Ablation by the Right Doc at the Right Facility
The procedure known as radio-frequency ablation stops abnormal electrical signals from forming in the heart, where they can cause the abnormal rhythm of afib.
Patients are having catheter ablation with increased frequency, says Calkins. “This is consistent with multiple studies and clinical experience, which have shown that catheter ablation is more effective than antiarrhythmic drug therapy,” he explains.
Patient health outcomes depend on getting the best surgeon and the best facility, according to Dr. Day. “If catheter ablations can be performed by experienced cardiologists at experienced centers, then the outcomes of ablation are generally superior to medical treatment of afib.”
“Unfortunately, the outcomes with catheter ablation just have not been nearly as good at the smaller community hospitals," he adds. "For catheter ablation of afib it is best to stick to the large, high-volume, experienced hospitals.”
Better Atrial Fibrillation Risk Assessment
The newer afib risk calculator is more complex than the older one, says Day. Previously, the health risks that counted were congestive heart failure, high blood pressure, age, diabetes, and stroke.

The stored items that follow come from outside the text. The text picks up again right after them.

PR #492, opened 2025-10-07
feat: print command argument details 

jeluard:
Rename `daemon` to `run` (as this command doesn't spawn a daemon).

Also prints global and command argument details to improve transparency.

e.g.

```rust
2025-10-07T15:52:04.589680Z  INFO amaru: With global parameters:
- otlp_metric_url: "http://localhost:4318/v1/metrics"  
- otlp_service_name: "amaru"  
- otlp_span_url: "http://localhost:4317"  
- with_json_traces: "false"  
- with_open_telemetry: "false"
2025-10-07T15:52:04.589728Z  INFO amaru: Running command: 'run' with arguments
- listen_address: "0.0.0.0:3000"  
- max_downstream_peers: "10"  
- max_extra_ledger_snapshots: "0"  
- network: "mainnet"  
- peer_address: "localhost:3001"
```


crates/amaru/src/bin/amaru/main.rs
```diff
@@ -104,6 +108,37 @@ struct Cli {
     otlp_metric_url: String,
 }
 
+struct Arguments(BTreeMap<String, String>);
+
+impl Display for Arguments {
```
jeluard: I couldn't find an easy way to add dynamic fields so I just format them as a single line.

KtorZ: They don't have to be dynamic, though? We know all of them at build time

KtorZ: We can use "field::empty" as a default, and pluck the right values when necessary.

jeluard: That would defeat the idea of having a generic way to handle commands and/or make things more complex.

Any reason to have those arguments as fields of the trace? It looks like it would not change much the output.

KtorZ: I would expect traces to be independent of their representations. Otherwise, we loose the ability to pick a different output format (e.g. JSON). Here, the trace is being tailored to the pretty-printing output; which isn't a good tradeoff. Traces are _structured data_ before they are printed strings. 

So I rather have non-generic traces to be honest. I don't see what the generic aspect gets us here beyond a bit less "boilerplate" when defining new arguments / options. But hey, if it makes people think twice before cluttering the command-line, I think that's even a good thing.

jeluard: Now moved to all manual

crates/amaru/src/bin/amaru/main.rs
```diff
@@ -112,9 +114,9 @@ struct Cli {
     #[clap(long, action, env("AMARU_WITH_JSON_TRACES"))]
     with_json_traces: bool,
 
-    #[arg(long, value_name = "STRING", env("AMARU_SERVICE_NAME"), default_value_t = DEFAULT_SERVICE_NAME.to_string()
+    #[arg(long, value_name = "STRING", env("AMARU_OTLP_SERVICE_NAME"), default_value_t = DEFAULT_SERVICE_NAME.to_string()
```
abailly: Shouldn't we also rename `DEFAULT_SERVICE_NAME` for consistency's sake?

abailly: I am not sure about pinning the name to otlp use only, the concept of a "service name" can be useful in a lot of contexts, eg. OS-level service configuration

jeluard: It replicates the arg name `--otlp-service-name` so I feel like for now that's probably the more logical path?
Note that there are [existing standard env var](https://opentelemetry.io/docs/specs/otel/configuration/sdk-environment-variables/) for those that we might want to reuse (e.g. `OTEL_SERVICE_NAME`). They might actually work out of the box.

PR #493, opened 2025-10-08
test: introduce a separate config for the simulated nodes

etorreborre:
The current simulation setup is a bit awkward since we:

 - Get arguments, `Args`
 - Extract a `SimulateConfig` from `Args`
 - But still pass `Args` down the line in addition to that config.

This PR extract another config data type, `NodeConfig` that contains the configuration that is relevant to a single simulated node, whereas `SimulateConfig` contains the configuration required for the simulation as a whole.

## Summary by CodeRabbit

- **New Features**
  - Added a dedicated per-node configuration with sensible defaults, including peer counts and file path settings.
  - Centralized chain/block file path handling within node configuration.

- **Refactor**
  - Simulator now uses the new node configuration across node spawning, initialization, and input generation.
  - Simulation configuration no longer includes peer count settings; those are managed per node.
  - Public API updated to accept the new node configuration where applicable.

- **Tests**
  - Updated simulation tests to initialize and use both simulation and per-node configuration.

### DIFF
--- a/simulation/amaru-sim/src/simulator/data_generation/generate.rs
+++ b/simulation/amaru-sim/src/simulator/data_generation/generate.rs
@@ -24,7 +24,7 @@ use crate::echo::Envelope;
 use crate::simulator::bytes::Bytes;
 use crate::simulator::data_generation::base_generators::generate_arrival_times;
 use crate::simulator::data_generation::chain::{Block, Chain};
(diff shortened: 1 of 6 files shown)


etorreborre:
> and one or more NodeConfigs?

For now just one, but eventually there could be different node configuration instances for different nodes, yes.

In contrast, the new risk calculator uses all of these and other factors to more accurately predict patients' risks.
What the new afib risk calculator uses to help determine the best treatment options:
- Congestive heart failure: 1 point
- High blood pressure: 1 point
- Age 75 or higher: 1 point
- Diabetes: 1 point
- Stroke or TIA (transient ischemic attack): 2 points
- Vascular disease: 1 point
- Age 65 or higher: 1 point
- Being female: 1 point
If your score is two or higher, you need a potent blood thinner. “As you can see, if you are a woman and are 65 or older, then you automatically require a potent blood thinner,” says Day.
How to Lower Your Afib Risk
What can people do now to lower their risk?

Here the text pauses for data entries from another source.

PR #494, opened 2025-10-09
"Strict" txbody POC

rrruko:
Proof-of-concept implementation of the "strict wrapper" idea that we discussed for pedantic decoding, applied just to the TransactionBody type. Note that the decoder for the pallas type discards duplicate entries, so we need to decode the same bytes a second time if we want to check for duplicates (of course, we could also choose to not reuse the pallas decoder at all).

Note also that we have to explicitly traverse all of the fields of the transaction body and then explicitly traverse the sub-fields of those fields etc. in order to make sure the whole thing is valid. We previously discussed a potential PR to pallas to implement validations as optional data in the minicbor context so that amaru's strict wrapper decoder can simply check for those validations. I don't think we reached a consensus on whether to do that, but in my opinion it is a better and more composable solution, whereas (exhaustively, recursively) validating structures from the top down as in this PR seems more error prone to me.

Since this is a POC I didn't try to exhaustively implement every validation. In particular, the address validation is not as strict as the haskell node's conway CBOR decoder, because the Address decoder from pallas-addresses does not implement the "rigorous" decoder used from conway onward, where extra garbage bytes are not allowed at the end of an address.

## Summary by CodeRabbit

- New Features
  - Introduces strict decoding and validation for transactions, enforcing required fields, detecting duplicates, validating addresses and multi-asset sizes, and rejecting empty-but-present optional sections. This results in clearer error messages and improved safety and reliability when parsing and validating transaction data.

- Tests
  - Adds comprehensive test coverage for successful decoding and a range of failure scenarios, including missing fields, duplicates, malformed addresses, and oversized multi-asset cases.

### DIFF
--- a/crates/amaru-kernel/src/strict_txbody.rs
+++ b/crates/amaru-kernel/src/strict_txbody.rs
@@ -1,6 +1,7 @@
 use pallas_codec::minicbor::{Decode, Decoder, decode::Error};
-use pallas_codec::utils::AnyCbor;
-use pallas_codec::utils::KeyValuePairs;
+use pallas_codec::utils::{AnyCbor, Bytes, KeyValuePairs};
+use pallas_addresses::Address;
+use pallas_primitives::alonzo;
 use pallas_primitives::conway::{
     Multiasset, PseudoTransactionOutput, TransactionBody, TransactionOutput, Value,
 };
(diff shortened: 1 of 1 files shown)


crates/amaru-kernel/src/strict_txbody.rs
```diff
@@ -0,0 +1,547 @@
...
+
+    let policy_count = ma.deref().len();
+    let mut asset_count = 0;
+    for (_policy, assets) in ma.deref().iter() {
+        asset_count += assets.len();
+    }
+
+    let size = per_asset_size * asset_count + per_policy_size * policy_count;
+    size <= 65535
+}
```
KtorZ, line 38: Is this checking that the size of a serialised multi-asset is smaller than 65K bytes? Any reference to the Haskell code here? The check seems quite redundant with the transaction max size.

yHSJ:
We have agreed this is not the solution. Thanks for doing this work @rrruko, it was very helpful. I'm closing this PR since the decision was finalized.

“First, don’t acquire risk factors that cause stroke,” says cardiologist T. Jared Bunch, MD, a columnist at Everyday Health.
“The ones we can do something about are high blood pressure and diabetes. Lifestyle changes such as daily exercise, weight loss, and a whole-foods, plant-based diet can lower your risk of developing high blood pressure and diabetes significantly,” says Dr. Bunch. He directs heart rhythm research at Intermountain Medical Center Heart Institute, in Murray, Utah and was not involved in the afib guidelines revisions.
Getting good sleep also comes into the picture. Bunch says, “If a person snores, has daytime fatigue, or needs a daytime nap, they need to be screened for sleep apnea. Sleep apnea is a very common condition in our country and increases risk of high blood pressure, weight gain, atrial fibrillation, and metabolic syndrome.”